**Data shown**.
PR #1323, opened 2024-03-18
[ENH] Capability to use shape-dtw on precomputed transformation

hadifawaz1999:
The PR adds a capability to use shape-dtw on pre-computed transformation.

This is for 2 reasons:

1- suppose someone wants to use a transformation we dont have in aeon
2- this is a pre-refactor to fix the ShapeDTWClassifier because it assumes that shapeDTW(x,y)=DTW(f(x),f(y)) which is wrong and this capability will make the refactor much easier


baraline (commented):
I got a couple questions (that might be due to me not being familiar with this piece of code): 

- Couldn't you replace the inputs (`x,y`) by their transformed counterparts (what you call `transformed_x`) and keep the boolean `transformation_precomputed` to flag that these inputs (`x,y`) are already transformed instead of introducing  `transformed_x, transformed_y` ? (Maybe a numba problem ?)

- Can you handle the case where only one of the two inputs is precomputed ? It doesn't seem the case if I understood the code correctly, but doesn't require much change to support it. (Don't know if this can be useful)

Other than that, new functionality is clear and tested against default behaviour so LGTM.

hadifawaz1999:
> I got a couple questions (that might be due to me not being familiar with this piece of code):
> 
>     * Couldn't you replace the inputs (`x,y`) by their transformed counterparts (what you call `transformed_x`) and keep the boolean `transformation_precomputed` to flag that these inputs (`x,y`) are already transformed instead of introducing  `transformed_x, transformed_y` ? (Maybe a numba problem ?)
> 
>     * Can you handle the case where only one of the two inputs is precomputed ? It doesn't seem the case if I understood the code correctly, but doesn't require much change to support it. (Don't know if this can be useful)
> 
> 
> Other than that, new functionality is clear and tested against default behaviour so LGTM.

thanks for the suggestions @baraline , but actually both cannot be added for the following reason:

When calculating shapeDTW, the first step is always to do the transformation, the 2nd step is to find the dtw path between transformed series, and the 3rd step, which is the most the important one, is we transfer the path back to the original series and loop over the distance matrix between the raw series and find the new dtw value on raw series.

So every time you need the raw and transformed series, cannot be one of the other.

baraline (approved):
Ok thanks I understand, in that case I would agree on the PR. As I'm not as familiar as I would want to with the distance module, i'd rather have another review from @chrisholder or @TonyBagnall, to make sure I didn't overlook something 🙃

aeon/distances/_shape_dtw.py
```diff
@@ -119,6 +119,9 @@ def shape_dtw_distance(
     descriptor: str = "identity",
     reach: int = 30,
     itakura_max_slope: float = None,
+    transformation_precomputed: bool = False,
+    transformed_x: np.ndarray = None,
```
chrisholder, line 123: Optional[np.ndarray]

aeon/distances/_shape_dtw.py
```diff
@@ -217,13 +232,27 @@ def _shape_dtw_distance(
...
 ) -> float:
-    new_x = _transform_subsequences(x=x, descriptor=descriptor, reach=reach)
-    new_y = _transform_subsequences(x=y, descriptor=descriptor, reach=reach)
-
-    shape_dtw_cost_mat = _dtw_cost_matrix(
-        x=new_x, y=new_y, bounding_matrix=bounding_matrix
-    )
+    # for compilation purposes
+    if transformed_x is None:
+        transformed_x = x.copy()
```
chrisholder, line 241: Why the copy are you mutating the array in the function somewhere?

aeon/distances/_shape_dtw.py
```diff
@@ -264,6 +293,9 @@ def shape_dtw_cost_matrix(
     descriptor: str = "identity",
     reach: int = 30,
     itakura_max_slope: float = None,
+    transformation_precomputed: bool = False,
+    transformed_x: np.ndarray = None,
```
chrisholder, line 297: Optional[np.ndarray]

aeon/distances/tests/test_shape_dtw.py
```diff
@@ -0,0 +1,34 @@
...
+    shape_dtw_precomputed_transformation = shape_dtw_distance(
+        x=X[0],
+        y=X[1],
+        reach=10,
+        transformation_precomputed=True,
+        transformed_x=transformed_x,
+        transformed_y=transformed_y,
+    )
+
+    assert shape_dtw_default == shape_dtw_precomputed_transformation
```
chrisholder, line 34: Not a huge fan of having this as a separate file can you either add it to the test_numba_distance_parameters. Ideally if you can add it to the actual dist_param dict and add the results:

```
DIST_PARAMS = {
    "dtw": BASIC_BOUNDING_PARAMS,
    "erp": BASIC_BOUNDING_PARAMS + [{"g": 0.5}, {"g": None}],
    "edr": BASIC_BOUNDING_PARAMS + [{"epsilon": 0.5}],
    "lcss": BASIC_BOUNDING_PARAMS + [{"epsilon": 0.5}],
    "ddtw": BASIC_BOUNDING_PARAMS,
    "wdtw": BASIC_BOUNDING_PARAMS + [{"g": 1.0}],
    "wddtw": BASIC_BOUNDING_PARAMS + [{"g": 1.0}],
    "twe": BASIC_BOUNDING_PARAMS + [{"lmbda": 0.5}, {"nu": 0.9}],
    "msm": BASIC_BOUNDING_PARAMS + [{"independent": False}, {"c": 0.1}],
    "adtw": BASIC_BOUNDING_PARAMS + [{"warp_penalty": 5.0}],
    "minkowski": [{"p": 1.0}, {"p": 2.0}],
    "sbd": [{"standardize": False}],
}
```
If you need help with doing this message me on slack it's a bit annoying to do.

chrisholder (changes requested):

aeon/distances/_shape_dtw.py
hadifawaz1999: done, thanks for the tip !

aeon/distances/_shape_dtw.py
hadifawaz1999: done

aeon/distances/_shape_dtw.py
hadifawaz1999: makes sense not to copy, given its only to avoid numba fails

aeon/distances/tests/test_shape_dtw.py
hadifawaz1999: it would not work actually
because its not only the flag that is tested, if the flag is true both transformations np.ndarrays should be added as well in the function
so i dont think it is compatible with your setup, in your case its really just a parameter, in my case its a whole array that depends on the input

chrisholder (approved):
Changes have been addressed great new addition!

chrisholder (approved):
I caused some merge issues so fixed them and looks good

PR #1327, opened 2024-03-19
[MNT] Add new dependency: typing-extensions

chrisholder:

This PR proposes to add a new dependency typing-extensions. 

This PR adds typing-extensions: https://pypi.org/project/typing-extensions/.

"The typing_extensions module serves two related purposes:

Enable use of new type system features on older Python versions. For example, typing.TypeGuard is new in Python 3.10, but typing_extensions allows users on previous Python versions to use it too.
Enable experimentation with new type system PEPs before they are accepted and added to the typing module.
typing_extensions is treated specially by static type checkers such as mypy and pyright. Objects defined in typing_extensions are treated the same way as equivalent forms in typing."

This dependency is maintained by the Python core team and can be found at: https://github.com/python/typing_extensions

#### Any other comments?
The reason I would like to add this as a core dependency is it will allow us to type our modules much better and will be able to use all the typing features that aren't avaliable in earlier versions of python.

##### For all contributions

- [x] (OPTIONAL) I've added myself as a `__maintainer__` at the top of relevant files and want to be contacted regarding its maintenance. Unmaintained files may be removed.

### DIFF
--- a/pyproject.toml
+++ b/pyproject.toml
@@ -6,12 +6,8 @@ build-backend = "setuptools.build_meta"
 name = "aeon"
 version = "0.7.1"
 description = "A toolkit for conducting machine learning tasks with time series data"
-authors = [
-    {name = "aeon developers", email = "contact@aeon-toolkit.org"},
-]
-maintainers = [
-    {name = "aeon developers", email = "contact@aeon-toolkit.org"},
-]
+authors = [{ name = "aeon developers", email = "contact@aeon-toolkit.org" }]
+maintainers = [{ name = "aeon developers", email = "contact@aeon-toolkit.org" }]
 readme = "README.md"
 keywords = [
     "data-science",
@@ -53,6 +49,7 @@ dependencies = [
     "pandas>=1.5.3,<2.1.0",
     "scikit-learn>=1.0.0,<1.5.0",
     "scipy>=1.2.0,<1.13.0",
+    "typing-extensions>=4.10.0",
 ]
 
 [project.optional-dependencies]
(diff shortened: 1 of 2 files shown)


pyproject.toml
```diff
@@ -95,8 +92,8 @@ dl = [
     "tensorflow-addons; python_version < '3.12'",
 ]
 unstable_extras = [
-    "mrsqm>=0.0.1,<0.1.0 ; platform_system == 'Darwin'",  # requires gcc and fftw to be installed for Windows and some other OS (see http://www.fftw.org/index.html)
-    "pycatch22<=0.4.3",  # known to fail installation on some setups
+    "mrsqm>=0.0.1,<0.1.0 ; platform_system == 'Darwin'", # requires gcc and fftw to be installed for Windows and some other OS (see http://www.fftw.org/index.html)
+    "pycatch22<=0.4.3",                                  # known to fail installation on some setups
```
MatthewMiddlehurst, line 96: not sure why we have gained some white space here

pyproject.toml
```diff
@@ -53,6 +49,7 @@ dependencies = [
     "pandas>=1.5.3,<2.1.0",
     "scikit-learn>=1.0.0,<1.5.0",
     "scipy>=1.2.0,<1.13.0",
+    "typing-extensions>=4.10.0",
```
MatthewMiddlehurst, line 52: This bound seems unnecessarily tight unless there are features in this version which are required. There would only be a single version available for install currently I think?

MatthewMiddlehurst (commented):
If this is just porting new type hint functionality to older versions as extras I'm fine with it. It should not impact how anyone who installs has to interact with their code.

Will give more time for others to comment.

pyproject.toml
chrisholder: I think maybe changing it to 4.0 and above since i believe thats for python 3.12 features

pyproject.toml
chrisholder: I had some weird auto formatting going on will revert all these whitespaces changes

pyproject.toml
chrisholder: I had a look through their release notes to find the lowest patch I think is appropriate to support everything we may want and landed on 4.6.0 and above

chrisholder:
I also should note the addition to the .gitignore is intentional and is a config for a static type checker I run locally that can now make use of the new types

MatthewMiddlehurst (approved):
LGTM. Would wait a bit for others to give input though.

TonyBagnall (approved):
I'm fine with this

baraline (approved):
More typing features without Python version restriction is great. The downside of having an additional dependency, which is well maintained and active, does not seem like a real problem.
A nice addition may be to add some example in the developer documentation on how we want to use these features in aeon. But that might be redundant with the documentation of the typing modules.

**Exercise aim**.
Begin at the first line of the records above and restate each line word for word, stopping after the line with "1- suppose someone".

**Answer to the exercise**.
PR #1323, opened 2024-03-18
[ENH] Capability to use shape-dtw on precomputed transformation

hadifawaz1999:
The PR adds a capability to use shape-dtw on pre-computed transformation.

This is for 2 reasons:

1- suppose someone wants to use a transformation we dont have in aeon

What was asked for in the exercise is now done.